PR #346, opened 2023-02-13
🧹 post-install script of package migrates mondoo service

chris-rock:
if a running mondoo service is detected, the cnspec service is used as a replacement

### DIFF
--- a/scripts/pkg/debian/postinstall.sh
+++ b/scripts/pkg/debian/postinstall.sh
@@ -6,29 +6,40 @@ cnspec --config /etc/opt/mondoo/mondoo.yml migrate
 
 if [ "$(cat /proc/1/comm)" = "init" ]
 then
+  # Upstart best-effort to just stop mondoo service and
+  # start cnspec service. Removing mondoo from upstart
+  # will not be scripted here.
+  # if mondoo service is running, stop it and start cnspec
+  test -n "$(initctl status mondoo | grep -o running)" && \
+    echo " -> Stop mondoo service; start cnspec service (init)" && \
+    initctl stop mondoo && \
+    initctl start cnspec
+
   test -n "$(initctl status cnspec | grep -o running)" && \
     echo " -> Restart cnspec service (init)" && \
     initctl restart cnspec
 
-  # if mondoo service is running, stop it and start cnspec
-  test -n "$(initctl status mondoo | grep -o running)" && \
-    echo " -> Replace mondoo service with cnspec service (init)" && \
-    initctl stop mondoo && \
-    initctl start cnspec
-
 elif [ "$(cat /proc/1/comm)" = "systemd" ]
 then
+  # if Mondoo service is currently running, make sure
+  # cnspec service is running to replace it
+  systemctl is-active --quiet mondoo && \
+    echo " -> Mondoo service running, replacing with cnspec (systemd)" && \
+    systemctl stop mondoo && \
+    systemctl daemon-reload && \
+    systemctl restart cnspec
+
+  # if Mondoo service is set up to run on boot
+  # replace it with cnspec to start on boot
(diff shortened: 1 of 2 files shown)


scripts/pkg/debian/postinstall.sh
```diff
@@ -9,12 +9,26 @@ then
   test -n "$(initctl status cnspec | grep -o running)" && \
     echo " -> Restart cnspec service (init)" && \
     initctl restart cnspec
+
+  # if mondoo service is running, stop it and start cnspec
+  test -n "$(initctl status mondoo | grep -o running)" && \
+    echo " -> Replace mondoo service with cnspec service (init)" && \
+    initctl stop mondoo && \
```
joelddiaz, line 15: Do we not need an equivalent to `systemctl disable mondoo` for non-systemd init so that the service doesn't start up on boot any more?

scripts/pkg/debian/postinstall.sh
```diff
@@ -9,12 +9,26 @@ then
...
     echo " -> Restart cnspec service (systemd)" && \
     systemctl daemon-reload && \
     systemctl restart cnspec
+
+  systemctl is-active --quiet mondoo && \
+      echo " -> Replace mondoo service with cnspec service (systemd)" && \
+      systemctl daemon-reload && \
+      systemctl stop mondoo && \
+      systemctl disable mondoo && \
+      systemctl start cnspec
```
joelddiaz: Do we need a `systemctl enable cnspec`?

scripts/pkg/debian/postinstall.sh
chris-rock: Is there a way to do that?

scripts/pkg/debian/postinstall.sh
chris-rock: Only if mondoo service is currently enabled. We probably need another check

scripts/pkg/debian/postinstall.sh
joelddiaz: Yes, I went ahead and added two sections into the postinstall script
1) if mondoo.service is running; stop it and start cnspec.service
2) if mondoo.service is enabled for boot; disable it and enable cnspec.service

So the end of the package upgrade should leave you with cnspec running if mondoo.service was running and cnspec.service enabled if mondoo.service was previously enabled.

czunker: I understand from this conversation that the service should also be enabled for Upstart. But from the comments above and in the commit message, I read this is no longer true. I assume comments and commit message are correct?

How would we inform the user, that the service changed?
When mondoo was active as a service, wouldn't this result in a failure after the next reboot? Mondoo is trying to start as a service, but the mondoo binary isn't present any longer.

scripts/pkg/debian/postinstall.sh
```diff
@@ -6,11 +6,36 @@ cnspec --config /etc/opt/mondoo/mondoo.yml migrate
...
+
 elif [ "$(cat /proc/1/comm)" = "systemd" ]
 then
+  # if Mondoo service is currently running, make sure
+  # cnspec service is running to replace it
+  systemctl is-active --quiet mondoo && \
+    echo " -> Mondoo service running, replacing with cnspec (systemd)" && \
+    systemctl stop mondoo && \
+    systemctl daemon-reload && \
+    systemctl restart cnspec
```
czunker, line 30: nit: This will restart cnspec twice. Should we change the ordering? Same for the Upstart part of the script.

scripts/pkg/debian/postinstall.sh
joelddiaz: We chatted about Upstart a bit yesterday (Tim and me), and we didn't want to spend too much time on Upstart since there really shouldn't be any users of it left at this point (unless you know of a supported distro that still uses it).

Action item:
When a line of the material above contains the string "chris", it counts. State the total and nothing more.

Exercise result:
3